7. Verify the real stack before you record, not while

make preflight grades eight gates on the actual model: env, latency (cold and warm split), JSON contract, reasoning quality on a precedent-rich case and a novel one, reflection, the Spine clamp, the app serving, the assets. Every fail points at a written contingency. A previous project died integrating on the last night. This one ran its dress rehearsal on day one of the endgame, and the "novel case" gate caught what matters most: the model saying "no close precedent" honestly instead of inventing one.

8. Honesty is a feature you can ship, even when the numbers are bad

I checked the simulator against real FDM failure prints from a Modal ingestion run. The first pass read 34.2%. The cause was the data, not the model: the parser only looked at G-code headers, so 178 of 260 rows had fan speed defaulting to zero. After cleaning that — parse M106 across the whole file, final temps, real retraction — the score settled at 32.6% on 178 prints: correct on every clean success, blind to the moderate failures. That gap is structural, not a knob to turn, and forcing a prettier number would have broken the part that works. So the constants stayed, the reason got written down, and the fix got named. Calibration is also a data check. One unparsed field had quietly flipped the read on a third of the set. The same rule that keeps the model from grading itself kept me from grading the simulator on bad data. Build the system so the honest answer is also the impressive one.

9. Tooling debt compounds faster on a deadline

Mid-endgame I adopted uv (locked env), reorganized a flat 20-file root into core/ and scripts/, and found that the .env file had never actually been loaded by anything. None of it was the fun work. All of it was cheaper than discovering it during the recording. Maintenance is the work.

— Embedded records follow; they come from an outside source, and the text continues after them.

PR #396, opened 2022-07-01
Change requirements

ashwinvaidya17:
# Description

- Torchvision 0.13.0 ends up installing torch 0.12.0 which leads to segmentation fault in OpenVINO (2022.1.0) inferencer. This PR fixes the versions.


ashwinvaidya17:
Reopening as this adds range to the requirements

requirements/base.txt
```diff
@@ -6,9 +6,9 @@ opencv-python>=4.5.3.56
 pandas>=1.1.0
 pytorch-lightning[extra]>=1.6.0
 timm==0.5.4
-torchmetrics>=0.9.0
-torchvision>=0.9.1
-torchtext>=0.9.1
+torchmetrics>=0.9.0,<=0.9.1
```
samet-akcay, line 9: do we need to restrict `torchmetrics`? It's a different library by the Lightning team,

PR #404, opened 2022-07-05
Fix: data split issue

### LINKED ISSUE #403: When test_split is applied to a custom dataset, test data contamination occurs
**Describe the bug**
- When test_split is applied to a custom dataset, test data contamination occurs. (test data(test data is also used for training).

**To Reproduce**
1. Use custom dataset 
2. Set `split_ratio` to a specific value in config.yaml (without `nomal_test_dir`)
3. See error (test data contamination) 

**Expected behavior**
- I hope that the train and test `samples` are the same because the same seed is used. 
I hope that the train and test results are the same because the same seed is used.
https://github.com/openvinotoolkit/anomalib/blob/c5220c037f1580df5f7a7474ae488483f0f83eae/anomalib/data/folder.py#L164
- However, `samples` are different. So test data contamination occurs. 

**Screenshots**
- If applicable, add screenshots to help explain your problem.

- OS: [ Windows 10 ]
- NVIDIA Driver Version [470.57.02]
- CUDA Version [11.3.1]

**Additional context**
- PatchCore

jeongHwarr:
# Description

- Fixes #403

## Changes

## Checklist

### DIFF
--- a/anomalib/data/utils/split.py
+++ b/anomalib/data/utils/split.py
@@ -49,7 +49,7 @@ def split_normal_images_in_train_set(
         DataFrame: Output dataframe where the part of the training set is assigned to test set.
     """
 
-    if seed > 0:
+    if seed >= 0:
         random.seed(seed)
 
     normal_train_image_indices = samples.index[(samples.split == "train") & (samples.label == normal_label)].to_list()
@@ -74,7 +74,7 @@ def create_validation_set_from_test_set(samples: DataFrame, seed: int = 0, norma
         normal_label (str): Name of the normal label. For MVTec AD, for instance, this is normal_label.
     """
 
-    if seed > 0:
+    if seed >= 0:
         random.seed(seed)
 
     # Split normal images.


ashwinvaidya17:
What's wrong with setting the seed to a value other than 0? If we make this change, we will have to ensure that lines like

```python
if config.project.seed != 0:
        seed_everything(config.project.seed)
```

are changed in other files - `train.py`, etc

jeongHwarr:
@ashwinvaidya17 

If seed is non-zero, there is no problem.
However, if the seed is 0, the test data is also included in the training data. So the performance is abnormally high. 

Does seed 0 means that the seed is not fixed in this project?
If so, the code seems to need a lot of modification.

It seems that `samples` are shared rather than made the same seed.
https://github.com/openvinotoolkit/anomalib/blob/83645772754a1b7d909930b9b49726ed460696d8/anomalib/data/folder.py#L163-L166

Now, the PR code solves the data contamination problem,  but each traininig data and test data are created identically for the seed 0.

ashwinvaidya17:
@jeongHwarr not sure if I quite understand the contamination problem. Currently we treat seed 0 as having no seed. However, even with seed 0 I get no overlap between train split and the test split. Here are the sample lines of code I am using for testing this. This does not raise Assertion Error for multiple runs.

```python
from anomalib.data.folder import make_dataset
from pathlib import Path

dataset = make_dataset(normal_dir=Path("../datasets/bottle/good/"), abnormal_dir=Path('../datasets/bottle/broken_large'), split_ratio=0.33, seed=0)

train_split = dataset[dataset.split == "train"]
test_split = dataset[dataset.split == "test"]
assert train_split["image_path"].values.all() != test_split["image_path"].values.all()
```

Here is another sample using Folder DataModule
```python
folder_dataset = Folder(root=Path("../datasets/bottle"),normal_dir="good", abnormal_dir='broken_large', split_ratio=0.1, seed=0, image_size=256)
folder_dataset.setup()
assert folder_dataset.test_data.samples["image_path"].values.all() != folder_dataset.train_data.samples["image_path"].values.all()
```

jeongHwarr:
@ashwinvaidya17 

There is no overlap in your test code because you called `make_dataset` only once.

However, in the code of this project, `make_dataset` is called multiple times. At this time, if the seed is not fixed, the `sample` will not come out the same.
https://github.com/openvinotoolkit/anomalib/blob/83645772754a1b7d909930b9b49726ed460696d8/anomalib/data/folder.py#L163-L166
To reproduce this situation, set `normal_dir` to `None` in yaml, let the above part be called, and then compare the training data and test data. Then you can find the overlap there.


`make_dataset` is called multiple times through the code below.
https://github.com/openvinotoolkit/anomalib/blob/83645772754a1b7d909930b9b49726ed460696d8/anomalib/data/folder.py#L476-L523

https://github.com/openvinotoolkit/anomalib/blob/83645772754a1b7d909930b9b49726ed460696d8/anomalib/data/folder.py#L246-L256


To solve this problem, `make_datset` is called only once, and the below part in `make_dataset` must be processed in another part not in the `make_datset`.
https://github.com/openvinotoolkit/anomalib/blob/83645772754a1b7d909930b9b49726ed460696d8/anomalib/data/folder.py#L172-L175

ashwinvaidya17:
@jeongHwarr I see what you mean. Thanks for spotting this. I'll look into the issue. But does it make sense to keep seed 0 as no seed or should we refactor the code to make `seed: null` as no seed?

ashwinvaidya17:
@jeongHwarr Thanks again for spotting this issue and creating a PR for addressing it. Is it possible for you to make a few changes to this PR (https://github.com/openvinotoolkit/anomalib/pull/437/files) so that we can merge this and you can be a contributor to this repo 😀. Other option is to always merge this and I can create a new PR to address this.

jeongHwarr:
@ashwinvaidya17 

I think that `None` or `null` is more clear than seed 0.
Until I saw the code, I understood that it was fixed as seed 0.

I've reviewed your PR and nothing seems to change!
Thank you 😀

samet-akcay (approved):

PR #429, opened 2022-07-11
Add metric visualizations

### LINKED ISSUE #420: Add plots and additional metrics
Imo, it would be nice to have:

* Pixel-wise AUPR + PRO until 30% FPR as metrics
* Plots with baselines where applicable for all metrics (ROC-Curve, PR-Curve, PRO-Curve)

  1. Add/implement appropriate torchmetric classes, and add them to the `AnomlibMetricCollection`
  2. Add callbacks which access the underlying scores for metric calculation (i.e. tuple of tpr/fpr for auroc) and which subsequently use the scores to generate and save the plots.
      * Alternatively, one could think of expanding/inheriting the `VisualizerCallback`

Thoughts?

ORippler:
# Description
This PR:
* Adds 2 additional metrics:
  * [x] AUPR
  * [x] AUPRO
* [x] Adds plots for all metrics by refactoring `VisualizerCallback` into `VisualizerCallbackBase` and `VisualizerCallbackimage`, and by introducing a new `VisualizerCallbackMetric` class

- Fixes #420 (issue)

## Changes

## Checklist


anomalib/utils/callbacks/visualizer_base.py
```diff
@@ -0,0 +1,106 @@
...
+        Currently only ``AnomalibWandbLogger.save`` is called from this method.
+        This is because logging as a single batch ensures that all images appear as part of the same step.
+
+        Args:
+            trainer (pl.Trainer): Pytorch Lightning trainer
+            pl_module (AnomalyModule): Anomaly module (unused)
+        """
+        for logger in trainer.loggers:
+            if isinstance(logger, AnomalibWandbLogger):
+                logger.save()
```
ORippler, line 106: Unsure whether it's "bad practice" to call .save on a `AnomalibWandbLogger` multiple times, as is done currently. Any insights?

ashwinvaidya17: It has been a while since I have looked into AnomalibWandbLogger but ideally it should only be called once at the very end. This is explained in the comment above `This is because logging as a single batch ensures that all images appear as part of the same step.`. In case it is being called multiple times then my guess is that the `isinstance` fallsback to the base class and probably logger ends up always being an instance of `AnomalibWandbLogger` (`LightningLogger` more specifically). Maybe a good idea would be to use `type()` but mypy or pylint might complain.

samet-akcay:
@ORippler, thanks a lot for your contribution! Just so know, code quality checks have failed due to number of reasons

1. anomalib/utils/cli/cli.py:21:0: E0611: No name 'VisualizerCallback' in module 'anomalib.utils.callbacks' (no-name-in-module)
2.  notebooks/200_models/201_fastflow.ipynb:cell_1:17:0: E0611: No name 'VisualizerCallback' in module 'anomalib.utils.callbacks' (no-name-in-module)

For more details, you could refer to [this](https://github.com/openvinotoolkit/anomalib/runs/7284425098?check_suite_focus=true).

Will you be able to address this ?

ORippler:
> @ORippler, thanks a lot for your contribution! Just so know, code quality checks have failed due to number of reasons
> 
>     1. anomalib/utils/cli/cli.py:21:0: E0611: No name 'VisualizerCallback' in module 'anomalib.utils.callbacks' (no-name-in-module)
> 
>     2. notebooks/200_models/201_fastflow.ipynb:cell_1:17:0: E0611: No name 'VisualizerCallback' in module 'anomalib.utils.callbacks' (no-name-in-module)
> 
> 
> For more details, you could refer to [this](https://github.com/openvinotoolkit/anomalib/runs/7284425098?check_suite_focus=true).
> 
> Will you be able to address this ?

Sure, once I get all the functionality implemented.

anomalib/utils/callbacks/visualizer_base.py
ORippler: I opted with clearing `self.images` on save. Thus, all predictions are in the first step, and all metrics in the second step

ORippler:
@samet-akcay

I got the core functionality implemented and tested it locally so far. Some points from my side:

* While I confirmed that metric-images are saved to tensorboard via the following snippet:
```
import cv2
import numpy as np
from matplotlib import pyplot as plt
from tensorboard.backend.event_processing.event_accumulator import EventAccumulator

acc = EventAccumulator("PATH")
acc.Reload()

for tag in acc.Tags()["images"]:
    if "image_" in tag or "pixel_" in tag:
        events = acc.Images(tag)

        for index, event in enumerate(events):
            s = np.frombuffer(event.encoded_image_string, dtype=np.uint8)
            image = cv2.imdecode(s, cv2.IMREAD_COLOR)
            image = cv2.cvtColor(image, cv2.COLOR_BGR2RGB)
            plt.imshow(image)
            plt.show()
```
they don't necessarily appear when I open a `tensorboard` on the folder.
* I did not test the changes to `CLI`, as I did not manage to call `anomalib test` after training (`project.path` is no longer in the namespace and cannot be provided via `anomalib test --config --project.path`. Therefore, a new time-stamped folder ist generated instead...)
* instead of testing for presence of `generate_figure`, one could potentially generate an `AnomalibMetric` class with an abstractmethod, and let our own metrics inherit from that class (and subsequently test via `isinstance(AnomalibMetric)`).
* The current implementation results in two calls to `Metric._compute` as opposed to the singular call prior. While this is not a bottleneck (at least not on an RTX 3090), one could nonetheless think of storing results from the first call and simply returning them instead.

ashwinvaidya17 (approved):
Thanks for the efforts!

anomalib/utils/callbacks/visualizer_base.py
```diff
@@ -0,0 +1,109 @@
+"""Base Visualizer Callback."""
```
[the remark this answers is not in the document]
ORippler: Done

ORippler:
In addition to bugfixing the PRO-calculation, i passed the mypy checks and clarified wording.

Btw, `mypy` behaves differently when called with `tox` vs via the `pre-commit` hook (which didn't threw the errors I now fixed), at least in the provided `Dockerfile`

samet-akcay (commented):
@ORippler, thanks again for such contribution! I only have a single comment regarding the naming. Other than, that looks great!

ORippler:
Alright so the test for ganomaly should pass now as well (There were a couple of bugs in visualizer for the `classification` task as well as in the `config` for ganomaly, which were unrelated to my PR).

samet-akcay:
> Alright so the test for ganomaly should pass now as well (There were a couple of bugs in visualizer for the `classification` task as well as in the `config` for ganomaly, which were unrelated to my PR).

Thanks, yeah, I also noticed the classification bug in the visualizer yesterday. Will fix it in a separate PR

samet-akcay (approved):
Many thanks for your effort and valuable contribution!

anomalib/post_processing/visualizer.py
```diff
@@ -132,9 +133,9 @@ def _visualize_full(self, image_result: ImageResult):
         elif self.task == "classification":
             visualization.add_image(image_result.image, title="Image")
             if image_result.pred_label:
-                image_classified = add_anomalous_label(image_result.heat_map, image_result.pred_score)
+                image_classified = add_anomalous_label(image_result.image, image_result.pred_score)
             else:
-                image_classified = add_normal_label(image_result.heat_map, 1 - image_result.pred_score)
+                image_classified = add_normal_label(image_result.image, 1 - image_result.pred_score)
```
simon376, line 138: I'm curious why this was changed to show the original image, instead of the heatmap one?
Even if one only wants to classify images, it's interesting to see the heatmap during development.

curiously enough, it's also inconsistent now, since in `_visualize_simple` (L:161) , the heatmap is still used

ORippler: Not all AD methods generate heat_maps (for example, ganomaly does not). Therefore, we need to distinguish between `classification` and `segmentation` tasks also in the `Visualizer`. The behavior for `segmentation` tasks should therefore be left unchanged (we check for task in L:133).

Regarding the second point: I might have missed changing it there/it might actually be a bug, should be investigated further.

10. Distribution is part of the build

The fine-tune produced four GGUFs, but a GGUF on a Modal volume isn't a shippable artifact — it's a binary blob with no chat template, no system prompt, and no way for a stranger to try it. So I added the missing half of the pipeline: the same Modal app that quantizes the model also uploads it to HF Hub alongside template, system, and params files so ollama run hf.co/… works out of the box, and a per-variant ollama pull → ollama cp → ollama push step gets the same blobs listed on ollama.com/kylebrodeur for the one-liner case (ollama run kylebrodeur/microfactory-node-v3-qat). One adapter, three derived artifacts (q4_k_m, q4_0, original LoRA), two registries, both with model cards that link to each other. The QAT model got a q4_0 variant because that's the quant it was trained for — highest fidelity for the QAT base — and the --as-name flag I added to the upload step keeps the two quants from overwriting each other on the Hub. Seven gotchas got written down on the way (HF tokens with whitespace, nohup & losing cwd, Ollama keys living in your home not the daemon's, ollama push refusing any prefix that isn't <username>/, etc.) so the next adapter is a ten-minute job, not a half-day. Done means someone you've never met can pull and run it in one line. Build the publishing in.

11. Capture interest without overpromising

To capture interest without pretending the product is finished, I added a simple email signup at the bottom of the Space. It is opt-in only: checkbox + email, clear privacy note, stored as a local JSONL and optionally synced to a private HF dataset when HF_TOKEN is set. No print data, no uploaded files, no third-party trackers. The same pattern as the field log, but for people instead of jobs.